- Directed by: Donald A. Davis
- Written by: Barbara Peeters Bryon Predika
- Starring: Barbara Peeters
- Music by: Chet More Jim More
- Production company: Hollywood Cinema Associates
- Release date: 1970;
- Running time: 75 minutes
- Country: United States
- Language: English

= Caged Desires =

1970 film

Caged Desires is a 1970 exploitation film, the first writing credit for filmmaker Barbara Peeters, and directed by frequent Ed Wood collaborator Donald A. Davis.

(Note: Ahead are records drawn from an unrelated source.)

PR #5794, opened 2026-05-02
fix(type-checker): support constant integer subscripts as narrowing keys

SandeepaHWP:
## Summary

Previously, the type checker couldn't narrow types through subscript
expressions. Writing `if items[0].start is not None` didn't actually
narrow `items[0].start` inside the block — the checker silently dropped
the guard and kept reporting false-positive E1099 errors.

This PR fixes three related gaps:
- `items[0]`, `items[-1]`, `config["host"]` — constant subscripts now produce stable narrowing keys
- `items[-1].value` — the narrowed type is now actually applied when the base is a subscript expression, not just a plain variable name
- `pyast_gen_pass` — `_source_context_token()` was being called twice in a condition; now cached into a local variable

## Root cause

The narrowing system works by matching a string key from the guard (e.g. `"items[0].start"`) against the same key at the usage site. Both `get_expr_key` (CFG pass) and `create_key_for_reference` (type evaluator) simply returned `None` for any subscript expression, so the key was never built and narrowing was silently skipped. On top of that, even when the key could be built, the type evaluator only applied narrowing when the base was a plain name like `x` — subscript bases like `items[-1]` were ignored.

## Fix

Extracted a shared `int_subscript_suffix` helper that both functions use to build consistent keys. Added an `elif` branch in the AtomTrailer evaluator to apply narrowing for non-Name bases. Removed an unnecessary `is_attr` guard that was blocking subscript expressions from being recognized as narrowing targets.

## Errors fixed

Error 1:

image

Error 2:

image


kugesan1105 (commented):
Nice fix — the gating logic is right (range/multi-slice/non-`Int` correctly excluded, recursion handles `m[0][0]`), and I confirmed variable-index `items[i]` correctly does **not** narrow. Couple of things before merge though:

**1. Duplication is the real concern.** The same 16-line block now lives in both `symbol_utils.get_expr_key` and `TypeEvaluator.create_key_for_reference`. The latter doesn't even use `self` — it's purely structural. Every future extension (string keys, `items[-1]`, named constants) will need synchronized edits in two places, and they will drift. Could we collapse them — e.g. have `create_key_for_reference` delegate to `get_expr_key` and only add the walrus branch on top? Worth doing now while the diff is small.

**2. Coverage feels narrow.** Only positive `Int` literals. `items[-1]` (parses as `UnaryExpr`), `config["host"]` (TypedDict-style), and `items[FIRST]` all silently miss. Not blocking, but the next bug report is going to be one of these.

**3. Tests are happy-path only.** Could you add negatives — variable index doesn't narrow, range slice doesn't narrow? Cheap insurance against regressions.

kugesan1105:
```jac
"""Narrow proof: subscript narrowing leaks past mutation."""

obj Item { has value: str = ""; }
obj Other { has code: int = 0; }

# Baseline: union access without narrowing should error - .value not on Other
def baseline(items: list[Item | Other]) -> str {
    return items[0].value;  # expected: ERROR (Item|Other has no .value)
}

# Soundness probe: assign Other to items[0] AFTER narrowing.
# Narrowing should be invalidated; .value should error like baseline.
def stale_narrow(items: list[Item | Other]) -> str {
    if isinstance(items[0], Item) {
        items[0] = Other();
        x = items[0];
        return x.value;  # expected: ERROR if narrowing properly invalidated
    }
    return "";
}

# Same soundness probe with dict.
def stale_dict(config: dict[str, Item | Other]) -> str {
    if isinstance(config["host"], Item) {
        config["host"] = Other();
        return config["host"].value;  # expected: ERROR
    }
    return "";
}
```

It is a women-in-prison drama dealing with a power battle between long-term inmates over their newest cellmate.

== Synopsis ==
Sixteen-year-old Maggie is imprisoned for performing an illegal (and fatal) abortion on a girlfriend. While incarcerated, she becomes the subject of hostile advances from two rival cellmates, Brucie and Cat, and eventually finds love with Angel, a previous target of the predatory women.

==Cast==
- Barbara Peeters
- Connie Barney
- Susan Francis
- Lu Tomeny
- Fern Holbrook
- Victoria Carbe
- Thareen Auroraa
- Buzz Hinkley
- Willa Arste
- Linda Jeanne

==Release==
Caged Desires was produced by Hollywood Cinema Associates. According to the film's co-writer, Barbara Peeters, the film was shot in about 1967, even though it was not released until 1970. The film bore an X rating (possibly self-imposed) upon its initial release.

The film's publicity material read: "The management believes that you as an adult are entitled to satisfy your intellectual and emotional needs by viewing this film. We also believe in free choice. Accordingly, if you believe you are likely to be shocked or offended by this film, we will gladly refund your money if you appear at the box-office with the stub of your ticket within the next three minutes."